Adams shrugged then slipped the metal casing into his pocket.
On the way back to Chilmark he could think of little else aside from the life of the old man, and how it had led up to the night in question.  From what he could ascertain, there was little that was understood about the man if everything was known.  But he was troubled in that, even with this being the case, it offered no clear distinction among Eliot’s version, the sister’s wishes, and his own as to what could be considered accurate, much less just.  In this, Martin von Fohrness had accomplished little in allowing the intrusion of Adams; his general appraisal of the man had only succeeded in creating a portrait of himself that was slightly deserving of both penury and solitude.
He re-entered an empty Chilmark firehouse and went upstairs to find a note for him that said there had been three messages from Celeste von Fohrness.  On the chalkboard outside was an address written in green chalk, denoting that the call wasn’t a call but a drill, one mile away at Menemsha harbor.  Adams wrestled with some forms that were scattered on the desk he shared, stacking them haphazardly and off to one side.  He had at one time been more of a stickler for organization than he noticed at that moment, and it creased his forehead to compare himself that day with a removed other properly fixated on quotidian detail.  He could not tell how long it had been since he had abandoned the regard he once held for the paper and forms of his position, but it occurred to him for the first time that some sense of a return to normalcy lay just beyond the visible horizon.  He knew he might achieve this with the dispatch of the von Fohrness case but then, looking at the answering machine on the cluttered desk, he wondered just what this might mean.
“If you can’t get here by then… well, I don’t know if I can stay another day.  Look chief,” she said, weaving a thread of hardship into her otherwise threadbare insouciance, “what is exactly the holdup, anyway?”

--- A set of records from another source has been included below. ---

PR #224, opened 2026-08-28
codelib: small mechanical dedup in RustStd and the UInt lemmas

El3ssar:
Small mechanical cleanups in `RustStd/`:

- `absDiffHeap_pointsTo` re-derived in ~62 lines what `store64Heap_pointsTo` already concludes, even though `absDiffHeap` is *defined* as `store64Heap ∅ …`. Now pipes through it (~25 lines), mirroring the 32-bit sibling.
- Hoisted a twice-copied `heq` block; replaced two inlined empty-heap proofs with the existing lemmas.
- `fatPtrArithmetic` took a whole `FatPtrAt` but used only `h.noWrap`; weakened to `hroom`, with `fatPtrArithmetic_of` preserving the original for existing call sites.
- Renamed genuinely-unused `hxodd`/`hyodd` to `_hxodd`/`_hyodd` rather than dropping them (~10 call sites pass them by name).
- Dropped the private `_aux_toNat_UInt64_ofNat` for core's `UInt64.toNat_ofNat'`. Kept `_aux_toNat_pos` — core does not supersede it.

**−141/+69.** Green (3599 jobs).


mfornet:
@copilot resolve the merge conflicts in this pull request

“There are still some matters to be resolved,” Adams explained evasively.  But then he naturally turned toward the plain talk he might typically reserve for face to face encounters. “Normally my reports on a call are not in dispute.”  As much as he had assumed that he would charge the older von Fohrness for attempted arson and turn the case over to the state solicitor, Adams knew then that he would not.  He listened to the perturbed voice of the sister who ransomed much on the possibility that he would yet provide her something tangible to use against her brother, unsure if he was able to use only his own judgement.  Without the pressure from Eliot he would have already done the man a grave injustice, and it occurred to him that he was perhaps about to the do the same to the woman.  Adams felt the one-way slice of the realization that he had nothing to fall back on, and so he was conscious of the sinister revelation that he purposefully did not make to Celeste von Fohrness, that he would do nothing.  He hung up the phone, disappointed in himself somewhere earlier down the line but at that precise moment bearing the brunt of it.  He began to collect himself and in doing so realized that the danger of rationalizing what he had performed by omission was upon him.  It was easy, Adams considered, to make exceptions and to rewrite one’s rules on new paper.  It was all marginal, the fudging, and probably how people ultimately murdered, even were able to lie to children; but him, he looked up at the old statue of his authority and shook his head like an unknown poet.